PR #4784, opened 2025-03-11
[ChiselSim] Factor reset procedure out of SimulatorAPI and into stimulus

seldridge:
Factor the reset initialization procedure out of `SimulatorAPI.simulate` and into a separate, re-usable stimulus.

#### Release Notes

Add `stimulus.ResetProcedure` that encapsulates a simple circuit initialization procedure. This is customizable for non-`Module`s by specifying a clock and reset.

### DIFF
--- a/src/main/scala/chisel3/simulator/stimulus/ResetProcedure.scala
+++ b/src/main/scala/chisel3/simulator/stimulus/ResetProcedure.scala
@@ -1,0 +1,113 @@
+// SPDX-License-Identifier: Apache-2.0
+
+package chisel3.simulator.stimulus
+
+import chisel3.{Clock, Module, RawModule, Reset}
+import chisel3.simulator.AnySimulatedModule
+
+/** Stimulus that will apply a standard reset procedure to a Chisel circuit.
+  *
+  * The reset procedure is as follows:
+  *
+  *     time 0:     bring everything up using simulator settings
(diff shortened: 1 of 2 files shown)


src/main/scala/chisel3/simulator/stimulus/ResetProcedure.scala
```diff
@@ -0,0 +1,113 @@
...
+  /** Return reset stimulus for a [[Module]]. */
+  def module[A <: Module](additionalResetCycles: Int = 0): ResetProcedure[A] = new ResetProcedure[A] {
+
+    override protected final val _additionalResetCycles = additionalResetCycles
+
+    override protected final val _getClock = _.clock
+
+    override protected final val _getReset = _.reset
+
+  }
```
jackkoenig, line 88: I think this could just be:
```scala
def module[A <: Module](additionalResetCycles: Int = 0): ResetProcedure[A] =
  any(additionalResetCycles, _.clock, _.reset)
```

seldridge: Nice catch. I'll land this and co-author you. 👍

seldridge: Landed in: 5a17cc506

PR #4786, opened 2025-03-11
Fix SInt literals to reject too small of widths

jackkoenig:
Found by @tymcauley https://github.com/ucb-bar/fixedpoint/pull/11#issuecomment-2715634001

This bug was introduced 2 years ago when we added support for zero-width literals: https://github.com/chipsalliance/chisel/pull/2932

The problem is that `BigInt.bitlength` excludes the sign bit, so we need to add 1 to it for SInts (which is what we originally did), BUT we need special case support for zero-width SInts (only when specified).

### Contributor Checklist

#### Type of Improvement

- Bugfix

#### Desired Merge Strategy

- Squash

#### Release Notes

For users attempting to reinterpret raw 2s complement values as SInts, use `.U.asSInt`.

- [ ] Did you review?

### DIFF
--- a/core/src/main/scala/chisel3/internal/firrtl/IR.scala
+++ b/core/src/main/scala/chisel3/internal/firrtl/IR.scala
@@ -171,7 +171,9 @@ private[chisel3] object ir {
       val unsigned = if (n < 0) (BigInt(1) << width.get) + n else n
       s"asSInt(${ULit(unsigned, width).name})"
     }
-    def minWidth: Int = (if (w.known) 0 else 1) + n.bitLength
+
+    // Special case for 0 which can be specified to zero-width (but defaults to 1 bit).
+    def minWidth: Int = if (n == 0) (if (w.known) 0 else 1) else 1 + n.bitLength
 
     def cloneWithWidth(newWidth: Width): this.type = {
       SLit(n, newWidth).asInstanceOf[this.type]
--- a/core/src/main/scala/chisel3/internal/firrtl/IR.scala
+++ b/core/src/main/scala/chisel3/internal/firrtl/IR.scala
@@ -173,7 +173,7 @@ private[chisel3] object ir {
     }
 
     // Special case for 0 which can be specified to zero-width (but defaults to 1 bit).
-    def minWidth: Int = if (n == 0) (if (w.known) 0 else 1) else 1 + n.bitLength
+    def minWidth: Int = if (n == 0 && w.known) 0 else 1 + n.bitLength
 
     def cloneWithWidth(newWidth: Width): this.type = {
       SLit(n, newWidth).asInstanceOf[this.type]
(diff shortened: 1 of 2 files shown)


core/src/main/scala/chisel3/internal/firrtl/IR.scala
```diff
@@ -171,7 +171,9 @@ private[chisel3] object ir {
       val unsigned = if (n < 0) (BigInt(1) << width.get) + n else n
       s"asSInt(${ULit(unsigned, width).name})"
     }
-    def minWidth: Int = (if (w.known) 0 else 1) + n.bitLength
+
+    // Special case for 0 which can be specified to zero-width (but defaults to 1 bit).
+    def minWidth: Int = if (n == 0) (if (w.known) 0 else 1) else 1 + n.bitLength
```
seldridge, line 176: I would only consider the following change if you think it better calls out the truly special case. If `!w.known`, then minWidth behaves like anything else: 

```suggestion
    // Special case for 0 which can be specified to zero-width (but defaults to 1 bit).
    def minWidth: Int = if (n == 0 && w.known) 0 else 1 + n.bitLength
```

Only for consideration.

src/test/scala-2/chiselTests/SIntOps.scala
```diff
@@ -284,4 +284,18 @@ class SIntOpsSpec extends AnyPropSpec with Matchers with ShiftRightWidthBehavior
...
+    0.S(0.W).getWidth should be(0)
+    -1.S.getWidth should be(1)
+    1.S.getWidth should be(2)
+    // The real check.
+    -2.S.getWidth should be(2)
+    an[IllegalArgumentException] shouldBe thrownBy(-2.S(1.W))
+    0xde.S.getWidth should be(9)
+    an[IllegalArgumentException] shouldBe thrownBy(0xde.S(8.W))
+    an[IllegalArgumentException] shouldBe thrownBy(0xde.S(4.W))
+  }
```
seldridge, line 300: These tests look right! I haven't thought through the other ramifications of this change, other than that the existing tests in the repo all pass.

seldridge (approved):

core/src/main/scala/chisel3/internal/firrtl/IR.scala
jackkoenig: I do actually think that's better, thanks! I didn't love the nested if.

src/test/scala-2/chiselTests/SIntOps.scala
jackkoenig: Yeah I'm confident it's correct. Note that even before this change `0xde.S.getWidth == 9`, it's just that we were accepting 1-bit less than the correct answer if the user specified it which would then coincidentally do the right thing in _most_ circumstances due to the FIRRTL we emitted actually having the correct width semantics. Thus things would work as long as you didn't introspect on the width and do things with it.

tymcauley:
Awesome, thanks for the super-fast fix @jackkoenig!

PR #4787, opened 2025-03-12
[svsim] Error if waves enabled in unsupported sim

seldridge:
Error, in Verilog, if an svsim simulator tries to enable waves in a simulation that wasn't compiled to support it.

#### Release Notes

Change svsim to error if a controller tries to enable waves in a simulation which wasn't compiled to support them.


jackkoenig:
Neat!

seldridge:
I included a test, but only for Verilator. I was not able to make this work cleanly for both Verilator and VCS testing due to the architecture of `svsim`. The Scala compiler gets confused around the type of the backend settings and I wasn't able to massage it to make it work. I would like to punt this to when I can rework `svsim` to use a more standard Scala software architecture.

jackkoenig (approved):
LGTM!

PR #4792, opened 2025-03-13
[svsim] Use SNPS-specific license in VCS

### LINKED ISSUE #4785: LM_LICENSE_FILE environment variable required for ChiselSim using VCS
**Type of issue**: Bug Report

Run any ChiselSim test using `chisel3.simulator.HasSimulator.simulators.vcs` as the simulator backend, but don't define the `LM_LICENSE_FILE` environment variable.

This throws an exception from here: https://github.com/chipsalliance/chisel/blob/a7effb7da1db69adeacb1853a2e74369a4e48609/src/main/scala/chisel3/simulator/HasSimulator.scala#L64-L68

The code searching for this environment variable comes from here: https://github.com/chipsalliance/chisel/blob/a7effb7da1db69adeacb1853a2e74369a4e48609/svsim/src/main/scala/vcs/Backend.scala#L73

ChiselSim shouldn't require this particular environment variable for VCS simulations.

version: `7.0.0-M2+529-5f2e70c3-SNAPSHOT`
OS: RHEL 8

**Other Information**

It appears that if `SNPSLMD_LICENSE_FILE` is defined, VCS will use that and ignore `LM_LICENSE_FILE`.

That being said, does ChiselSim (or rather svsim) need to be prescriptive about this? What's the need for svsim to grab this environment variable and re-export it during the simulation?

This was discussed here: https://github.com/chipsalliance/chisel/pull/3121#discussion_r1144281412

Enable more uses to use the VCS backend for ChiselSim.

seldridge:
Fix the logic for grabbing environment variables for the replay Makefile when running VCS tests.  The VCS manual says that you grab the Synopsys-specific license file (SNPSLMD_LICENSE_FILE) first and only use the generic license file (LM_LICENSE_FILE) if that fails.  The existing code was wrong in that it only grabbed the latter.  There is no requirement that the latter is available and that is only a fallback if the former doesn't exist.

Also, add some lightweight infrastructure to cleanup the representation of VCS license files.

I tested this internally and all the tests passed.  (I had to change the test to queue for licenses, though...)

Fixes #4785.

CC: @tymcauley 

#### Release Notes

In svsim, use Synopsys-specific license if available. Otherwise, fallback to the default, generic license file. This is used for generating the rerun Makefile. Previously, this would always use the generic license file which is not _required_ that it must be set. (This aligns svsim with the VCS manual on what the expected environment should look like.)

### DIFF
--- a/src/main/scala/chisel3/simulator/HasSimulator.scala
+++ b/src/main/scala/chisel3/simulator/HasSimulator.scala
@@ -61,11 +61,7 @@ object HasSimulator {
     ): HasSimulator = new HasSimulator {
       override def getSimulator(implicit testingDirectory: HasTestingDirectory): Simulator[svsim.vcs.Backend] =
         new Simulator[svsim.vcs.Backend] {
-          override val backend = svsim.vcs.Backend.initializeFromProcessEnvironment().getOrElse {
-            throw new Exception(
-              "Unable to load VCS from the environment. (Did you forget to set VCS_HOME and LM_LICENSE_FILE?)"
-            )
-          }
+          override val backend = svsim.vcs.Backend.initializeFromProcessEnvironment()
           override val tag = "vcs"
           override val commonCompilationSettings = compilationSettings
           override val backendSpecificCompilationSettings = vcsSettings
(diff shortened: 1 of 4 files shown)


tymcauley:
Looks great to me, thanks @seldridge!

====

#### PROBLEM TO WORK ON
Which lines of the records above contain the word "just"? Report each one.

#### TASK RESULT
jackkoenig, line 88: I think this could just be:
jackkoenig: Yeah I'm confident it's correct. Note that even before this change `0xde.S.getWidth == 9`, it's just that we were accepting 1-bit less than the correct answer if the user specified it which would then coincidentally do the right thing in _most_ circumstances due to the FIRRTL we emitted actually having the correct width semantics. Thus things would work as long as you didn't introspect on the width and do things with it.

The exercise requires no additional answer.